São Paulo questiona: “Quem me livrará desse corpo que me leva para a morte?” Desde o Antigo Concerto, o corpo é uma ignomínia para a alma espiritual. No dia do juízo, o sumo sacerdote não dormia em casa, dormia no próprio templo, onde havia um lugar reservado para o sono sagrado que antecedia o “dia do julgamento” – para ele, o juízo começava ao anoitecer.
O sumo sacerdote não se deveria “contaminar” com a mulher, por isso se afastava por uma noite antes dos rituais sagrados. Havia o ritual de pequenos sacrifícios diários, juízos diminutos ao longo do ano. No dia separado, uma vez ao ano, ocorria a expiação geral dos pecados e um juízo subjetivo se instalava. Matança de animais, de manhã e à tarde
Ninguém melhor do que Josefo para descrever os sacrifícios: “Aquele que pecou voluntariamente, mas em segredo, oferece um carneiro como a lei determina”; sacrifícios particulares, sacrifícios públicos, ofertas de sacrifícios para os pecados involuntários, ofertas para pecados sugeridos; sacrifícios para supostos pecados. Trata-se de uma máquina espiritual, burocrática e contábil, forma primitiva para a base futura de uma máquina burocrática estatal. “O Deus judaico inventa o sursis, a existência em sursis, o adiamento ilimitado.”[1]
Por receber uma educação judaica, Kafka não deixou escapar a ideia da moratória ilimitada: em O processo, é o pintor Titorelli que elabora a teoria.[2] O déspota deixa sempre uma pequena máquina de reserva (mais-valia maquínica) para captar um novo fluxo que escapa.[3]
O santuário permitia interpretações infindáveis, e as prescrições, as proibições, fazem do déspota um corpo pleno sem órgãos. Foi preciso criar uma casta para manter a segurança da máquina axiomática espiritual, segurança do ofício interpretativo dos códigos.
Com a tribo de Levi, nasceu o conceito de consagrado (separado); depois vieram os massoretas, os intérpretes da lei, os fariseus, saduceus, rabinos, uma herança medieval grega dos basileus. Os sacerdotes faziam crer que os pecados não confessados e não abandonados seriam punidos nesse grande dia.
O pecador inconfesso seria fulminado pela glória de Deus lá no lugar onde se encontrasse, no meio da multidão. O sumo sacerdote entrava no santíssimo com uma corrente amarrada a um dos pés para ser arrastado de lá, caso fosse ele também consumido. Havia o sacrifício diário e perpétuo: um animalzinho inocente, em geral uma ovelha, era sacrificado pela manhã e outro, também uma ovelha, à tarde. Esse serviço diário se fazia no pátio do santuário e na primeira parte chamada de santo. Mas, no dia da expiação, o grande sacrifício ocorria no interior do santíssimo. A parte mais profunda da santidade era também a mais temível e ameaçadora. Mas ainda se tratava de um juízo sobre um eu individual; era necessária uma sofisticação teológica para que o sistema de juízo alcançasse dimensões universais. Flavio Josefo reconhece com veneração a existência do ritual do santuário:

E como os cristãos poderiam não se deixar comover por esse santo respeito, pois a mesma história nos diz que os ilustres e tão célebres conquistadores, Ciro, Dario e Alexandre, embora idólatras, não puderam deixar de sentir veneração pela majestade e pelas cerimônias desse templo, que era apenas figura daqueles onde o Deus vivo habita hoje, sobre os nossos altares.[4]
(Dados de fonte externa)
PR #432, opened 2020-12-21
daos: abstract to mfu_daos_util

### LINKED ISSUE #391: daos: abstract to daos_util
As we add more DAOS-related code, it would be a good idea to abstract as much as possible to a new `daos_util.[h,c]`.
Since we might be adding DAOS support to `dsync`, it would be a good idea to do this first, so `dsync` can reuse the code.

There are also plans to move the daos_* IO functions internal to DAOS, so we an leave those within `mfu_io` for now.

Some considerations:
- `daos_*` hash and helper functions within `mfu_io.c`
  - Maybe these could be moved to `daos_util.c`
- `daos_*` functions within `mfu_util.c`
  - These could be moved to `daos_util.c`
- `daos_*` functions within `dcp.c`
  - Some of these can be moved to `daos_util.c`
  - Some of these can be re-written in a way that they can be moved to `daos_util.c`
  - Some of the `dcp`-specific DAOS functions should probably remain in `dcp.c`

daltonbohning:
Abstracted daos-specifc functions to new files:
- mfu_daos.h
- mfu_daos.c

cmake will now conditionally include these files.

Note: The daos functions in mfu_io have been left untouched, as this will eventually be moved internal to daos.

closes #391 


daltonbohning:
@adammoody This just puts all the `daos_` functions into their own file. I would like to perhaps change the prefix for the functions from `daos_` to `mfu_daos_`, since internally we are trying to reserve `daos_` for the core DAOS API. But @dsikich is on vacation, so I'd like to avoid obtrusive changes of that nature without discussion. For now, I think that just simply moving these functions is okay, and will allow me to R&D DAOS support in `dsync` (just preliminary at this point).

Question: Which of these do you prefer?
1. CMakeLists.txt conditionally includes `daos_util.[h,c]` when ENABLE_DAOS.
    - This is the option I chose
2. CMakeLists.txt _**always**_  includes `daos_util.[h,c]`, but the entire contents of `daos_util.[h,c]` are wrapped with `#IFDEF DAOS_SUPPORT`

adammoody:
Thanks, @daltonbohning .  Looks good to me.  Yes, I like your approach to just skip even compiling those files when DAOS is not enabled.

daltonbohning:
@adammoody Thanks for the quick review. Is this okay to merge?

adammoody (approved):
Good to merge.

daltonbohning:
Thanks!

Os judeus errantes no deserto, sem território nacional, sem nacionalidade e sem coesão, reuniam-se em torno do pequenino santuário. Ao sacrificarem suas vítimas inocentes, simbolicamente as tribos de Israel, morriam com a morte da ovelha. Com o sangue derramado no altar dos sacrifícios, os pecados eram transferidos para o interior do santuário, onde lá ficavam até o dia do juízo; dia 10 do sétimo mês (dia do yomkpur), dia da purificação. Nesse dia de grande comoção, o sumo sacerdote entraria no santíssimo para fazer a limpeza anual do santuário – era um dia de juízo para o arraial


[1]  DELEUZE, G./GUATTARI, F., Mille Plateaux,  p. 154.
[2] Idem, ibidem (nota de rodapé).
[3] “Os animais de sacrifício deveriam ser puros, sem máculas, segundo as ordens de Moisés. Os filhos de Aarão, Nadab e Abihu, tendo oferecido outras vítimas, não eram as que Moisés determinara que se oferecessem, então as chamas se lançaram contra eles com tanta violência que lhes queimaram o estômago e o rosto, e eles morreram, sem que fosse possível socorrê-los (...). E Moisés proibiu que os lamentassem, a fim de dar a conhecer, que, tendo-se honrado com dignidade do sacerdócio, a glória de Deus lhes era mais sensível do que o afeto particular” (JOSEFO, 1956, livro I, p. 315).
[4]  JOSEFO, F., op. cit., p. 9.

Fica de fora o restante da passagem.